Auch die ostkanadische Provinz Québec ist ein wahres El Dorado für Tierbeobachtungen. Zwischen Mai und Oktober ist die ideale Zeit für Walbeobachtung: In dieser Zeit tummeln sich die Meeressäuger im Sankt-Lorenz-Strom und am Saguenay-Fjord. Québec ist eine der wenigen Regionen der Erde, wo Besucher insgesamt 13 verschiedene Walarten sichten können. Die besten Gebiete zur Beobachtung der Meeresriesen befinden sich in Charlevoix und in der Region Québec maritime. In der arktischen Region Nunavik im hohen Norden von Québec leben nur 11.000 Einwohner auf einer Fläche, die der iberischen Halbinsel entspricht. Zur reichhaltigen Fauna gehören Eisbären, Seehunde, Walrösser, Wale, Rentiere oder auch Moschusochsen. Am besten lassen sich die Tiere und die Schönheit der arktischen Tundra bei einer Flugzeug-Safari beobachten Das Wildtierheim Pageau ist ein absolutes Muss in der Region Abitibi-Téminscamingue im Westen von Québec. Hier werden seit 1986 wilde Tiere aufgenommen, die Hilfe und tiermedizinische Behandlung benötigen. Anschließend werde sie wieder ausgewildert. Besucher können unter der Leitung eines kundigen Tierhüters unter anderem Virginia-Hirsche, Schwarzbären, Elche, Grauwölfe, Raubvögel, Rotfüchse oder auch Waschbären beobachten. Weitere Informationen unter www.quebecoriginal.com.

Santa Cruz  –  wo Wale vorbeiziehen und Monarchfalter relaxen

Noch bis Ende März ist die Tierwelt im kalifornischen Santa Cruz besonders aktiv. Vor allem die orange-schwarzen Monarchfalter rauben dank ihrer Anmut dem Betrachter den Atem. Sie legen Tausende von Kilometer zurück auf dem Weg in wärmere Gefilde im Süden, um den Winter in einem geschützten Hain wie dem Natural Bridges State Park, dem einzigen Schmetterlingsreservat Kaliforniens, zu verbringen. In einer anderen Größenordnung spielt die nächste tierische Begegnung: Die Chance, Wale in der Bucht von Monterey vor Santa Cruz zu entdecken, liegt in den Wintermonaten Dezember bis April bei 90 Prozent. Denn um diese Zeit machen sich rund 20.000 Grauwale auf ihre jährliche Winterwanderung von Arktis in die warmen Lagunen der Baja California, vorbei an der Monterey Bay. Auch See-Elefanten tummeln sich in Santa Cruz. Mit einem Gewicht von zweieinhalb Tonnen sind sie die größten Robben der Welt, und eine der größten Brutkolonien beherbergt der Año Nuevo State Park am malerischen Highway 1, nur 22 Meilen nördlich von Santa Cruz. Weitere Informationen unter www.santacruz.org.

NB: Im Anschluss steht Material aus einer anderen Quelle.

PR #711, opened 2026-04-07
Allow `InternalMerger::extract` to yield when full buffer

frankmcsherry:
The `InternalMerger::extract` signature did not allow implementors to yield, and required them to drain the buffer to completion. This .. ends up problematic with some containers that need to be filled to an exact size, such as `Vec` and `TimelyStack`.

### DIFF
--- a/differential-dataflow/src/trace/implementations/merge_batcher.rs
+++ b/differential-dataflow/src/trace/implementations/merge_batcher.rs
@@ -416,19 +416,12 @@ pub mod container {
             kept: &mut Vec<Vec<(D, T, R)>>,
             stash: &mut Vec<Vec<(D, T, R)>>,
         ) {
-            use std::collections::VecDeque;
-
             let mut keep = self.empty(stash);
             let mut ready = self.empty(stash);
 
-            for chunk in merged {
-                // Convert to a VecDeque so we can pop front-by-front and
-                // yield mid-chunk when keep/ready hit capacity. Without this,
-                // pushing past `at_capacity` silently grows the buffer (Vec
-                // doubles its allocation), so the next outer at_capacity
-                // check returns false and we ship oversized chunks downstream.
-                let mut q = VecDeque::from(chunk);
-                while let Some((data, time, diff)) = q.pop_front() {
+            for mut chunk in merged {
+                // Go update-by-update to swap out full containers.
+                for (data, time, diff) in chunk.drain(..) {
                     if upper.less_equal(&time) {
                         frontier.insert_with(&time, |time| time.clone());
                         keep.push((data, time, diff));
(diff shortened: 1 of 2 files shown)


differential-dataflow/src/trace/implementations/merge_batcher.rs
```diff
@@ -402,25 +416,33 @@ pub mod container {
...
 
             for chunk in merged {
-                for (data, time, diff) in chunk {
+                // Convert to a VecDeque so we can pop front-by-front and
+                // yield mid-chunk when keep/ready hit capacity. Without this,
+                // pushing past `at_capacity` silently grows the buffer (Vec
+                // doubles its allocation), so the next outer at_capacity
+                // check returns false and we ship oversized chunks downstream.
+                let mut q = VecDeque::from(chunk);
+                while let Some((data, time, diff)) = q.pop_front() {
```
antiguru: I'm not sure I follow this part, because here we don't yield mid-chunk, don't we?

differential-dataflow/src/trace/implementations/merge_batcher.rs
```diff
@@ -638,18 +664,22 @@ pub mod container {
...
+                position: &mut usize,
                 upper: AntichainRef<T>,
                 frontier: &mut Antichain<T>,
                 keep: &mut Self,
                 ship: &mut Self,
             ) {
-                for (data, time, diff) in self.drain(..) {
+                let len = self.len();
+                while *position < len && !keep.at_capacity() && !ship.at_capacity() {
+                    let (data, time, diff) = self[*position].clone();
```
antiguru, line 673: The `clone` call is a regression over the current state.

antiguru (changes requested):
Seems the latest commit changes more than necessary?

differential-dataflow/src/trace/implementations/merge_batcher.rs
frankmcsherry: It's dead code, as it turns out. We still need the implementation for some trait bounds, but this method is not called (unless one redefines the merger for vecs).

differential-dataflow/src/trace/implementations/merge_batcher.rs
frankmcsherry: The code now tests within a chunk, is I think what the robot meant to type. I'll fix the words.

differential-dataflow/src/trace/implementations/merge_batcher.rs
frankmcsherry: Ah, I added a comment but to the wrong `.clone()`; the `merge_from` code above is full of them.

PR #714, opened 2026-04-08
Track timely `master` changes, around `Child` scope changes

frankmcsherry:
Timely introduced changes around `Child` that removes the `G: Scope` of the "parent" scope. Several attendant changes need to be shaken out, many of which are cosmetic but some of which are not. The `leave()` method becomes `leave(outer)` is the main one, and many trait bounds are changed.


frankmcsherry:
This seems all pretty good, with the call-out that there is some ergonomic grossness where
```rust
stream.scope().iterative(|inner| thing.enter(inner).leave() });
```
needs to turn in to
```rust
let outer = stream.scope();
outer.iterative(|inner| thing.enter(inter).leave(outer) });
```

 Teneriffa  –  Ein Ganzjahres-Paradies für kleine und große Meeressäuger

Auch rund um die größte der kanarischen Inseln fühlen sich Delfine und Wale wohl. Grund dafür sind das einzigartige Klima, die Nähstoffdichte und das ruhige Wasser, denn dank der Topographie der Insel ist sie vom Passatwind geschützt. Vor allem in den tiefen Gewässern zwischen Teneriffa und der Nachbarinsel La Gomera sind die großen Tümmler und Grindwale zuhause. Selten, aber auch ansässig sind noch viele weitere Delfinarten sowie der bis zu 18 Meter lange Pottwal. Vor der Küste Teneriffas übertrumpft diesen nur noch der Finnwal mit einer Größe von bis zu 25 Metern, der jedoch nur ab und zu hier vorbeischaut. Besucher der Insel haben viele Möglichkeiten sich die eindrucksvollen Tiere einmal aus nächster Nähe anzusehen. Ob ein fünfstündiger Ausflug entlang der Südküste inklusive Badepause und Mahlzeit auf einem großen Schiff oder ein zweistündiger Trip auf einem kleinen intimen Boot – verschiedene Unternehmen bieten zertifizierte und nachhaltige Wal- und Delfinbeobachtungen an. Weitere Informationen unter www.webtenerife.de.